UPDATED 07 02 15: According to the Federal Register website, the proposals will be officially published this coming Monday, July 6. If they are, then comments will be due no later than Friday, September 4, 2015.
At long last, the anxiously-awaited proposed changes in regulations defining the federal Fair Labor Standards Act's Section 13(a)(1) executive, administrative, professional, outside-sales, and derivative exemptions have been published by the U.S. Labor Department for public consideration and comment. Blaring headlines notwithstanding:
- These provisions are not in effect,
- The exemption rules have not yet been changed, and
- Employers are not required to do anything differently for the moment.
The Compensation Tests
USDOL currently intends to increase the minimum salary threshold by approximately 200%, to $921 per week, which annualizes to $47,892. This is on the high side of what we had anticipated.
It appears that sharply reducing the proportion of exempt workers and "giving employees a raise" are the driving purposes behind this figure, rather than the proposal's being the result of the fundamentally distinction-drawing principles that are actually authorized and have historically been followed. We have previously written about these principles.
In addition, USDOL wants to raise the total-annual-compensation threshold for the "highly compensated employees" exemption by about 22%, from its present $100,000 minimum to a new level of $122,148.
And for the first time in these exemptions' more-than-75-year history, an "updated salary rate" would be published annually. USDOL's accompanying remarks suggest that this might result in a $970 threshold (annualizing to $50,440) as early as next year.
The "highly compensated" threshold would also be "updated" annually.
The Duties-Related Tests
The good news is that USDOL is not yet proposing to change any of the exemptions' requirements as they relate to the kinds or amounts of work performed. Readers will recall, for example, the widespread speculation that a strict more-than-50% requirement would be proposed in connection with the proportion of exempt work that would be necessary.

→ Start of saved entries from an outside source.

PR #244, opened 2025-03-26
fix: unstable async bootstrap initialization

Tymek:
## About the changes
Retrieve stored into a temporary variable, instead of overriding it for the duration of a next promise. Avoid race conditions.

Before this change calls to `isEnabled` or `getVariant` could be resolved between stored toggles (empty list) are resolved and bootstrapped toggles are restored. This was causing https://github.com/Unleash/unleash-client-nextjs/issues/106

### DIFF
--- a/src/index.test.ts
+++ b/src/index.test.ts
@@ -7,6 +7,7 @@ import {
     IConfig,
     IMutableContext,
     IToggle,
+    IVariant,
     InMemoryStorageProvider,
     UnleashClient,
     lastUpdateKey,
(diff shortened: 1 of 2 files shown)


src/index.test.ts
```diff
@@ -317,6 +317,51 @@ test('Should bootstrap data when bootstrap is provided', async () => {
...
+        metricsInterval: 0,
+        disableRefresh: true,
+        bootstrapOverride: true,
+        bootstrap,
+        createAbortController: () => null,
+    };
+    const client = new UnleashClient(config);
+
+    for (let i = 0; i < 12; i++) {
+        await true;
```
thomasheartman, line 351: what's this do? awaiting a sync variable seems pointless, but I'm guessing you put it here for some reason?

thomasheartman (approved):
Fix looks sensible to me. I'm not sure I understand the "await true" in the test, though. Is that on purpose? Also: just looping around like this seems like it'd be flaky even if it didn't work. Is there a better way to test this? (might very well not be and not be worth spending time on)

src/index.test.ts
kwasniew: it's repro of this issue: https://github.com/Unleash/unleash-client-nextjs/issues/106

src/index.test.ts
```diff
@@ -317,6 +317,51 @@ test('Should bootstrap data when bootstrap is provided', async () => {
...
+        refreshInterval: 0,
+        metricsInterval: 0,
+        disableRefresh: true,
+        bootstrapOverride: true,
+        bootstrap,
+        createAbortController: () => null,
+    };
+    const client = new UnleashClient(config);
+
+    for (let i = 0; i < 12; i++) {
```
kwasniew, line 350: what's the minumum number of iterations to consistently reproduce it?

kwasniew (approved):

src/index.test.ts
Tymek: ~7

src/index.test.ts
Tymek: Yes. This is important for the bug to occur - it will effectively wrap everything in a promise and add it to a [microtask queue](https://javascript.info/microtask-queue).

However, USDOL asks for comments directed to whether there should be such changes "for consideration in the Final Rule." We do not see how USDOL could legitimately make any such revisions in the duties tests without further putting those proposals out for public consideration and comment.
The Bottom Line
Comments on and criticisms of these proposals must be submitted to USDOL within 60 days after their publication in the Federal Register (rather than 90 days, as in 2003). It is not yet clear when this publication will occur; as of the time of this posting, the Federal Register website does not reflect that the proposals have been filed there.
We urge employers to:
- Evaluate immediately what these changes would mean for their organizations and employees; and
- Consider preparing comments for submission to USDOL (copies of which might perhaps be sent to an employer's Senators and Representatives).
- Furthermore, employers who have not already done so should start thinking right now about:
- Whether and how to bolster the FLSA exemption status of those whom management treats as exempt under Section 13(a)(1);
- What other FLSA exemptions might apply to one or more employees; and
What alternative FLSA-compliant pay plans would serve management's needs if it decides to convert one or more employees to non-exempt status. As we have said, usually there are entirely lawful ways to establish new pay plans that, when properly administered, could result in little or no increase in the employees' pay.
USDOL also released extensive remarks explaining its rationales for what it seeks to do. We will be studying the proposals and commentary carefully and will offer further considered views on them in coming days.
It is difficult to predict when any final changes will actually be put into effect. Using history as a rough guide, we are inclined to think that this will not occur before late this year or early next year.